====== Entries shown

PR #719, opened 2017-12-18
Reimplement ASRectTable using unordered_map to avoid obscure NSMapTable exception.

appleguy:
The new class is called ASRectMap, which patterns alongside ASIntegerMap in both name and implementation.

Here's the exception, which occurs about 50 times a day in my app, when invoked from the only current caller (ASLayout):

"*** -[NSMapTable initWithKeyPointerFunctions:valuePointerFunctions:capacity:] Requested configuration not supported."

After some pretty detailed investigation, including study of open-source reimplementations
of Foundation, the best lead I've found on the NSMapTable exception is that
some NSPointerFunction types are not fully supported. Strangely, the ones being used
do seem to work fine almost all of the time.

The main concern is the Struct memory type, which is not officially re-declared in
NSMapTable, and as such the documentation claims that there may exist some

============

Counting only lines that hold the word "some", state how many there are in the data. Write the number alone.

• _Exercise output_
3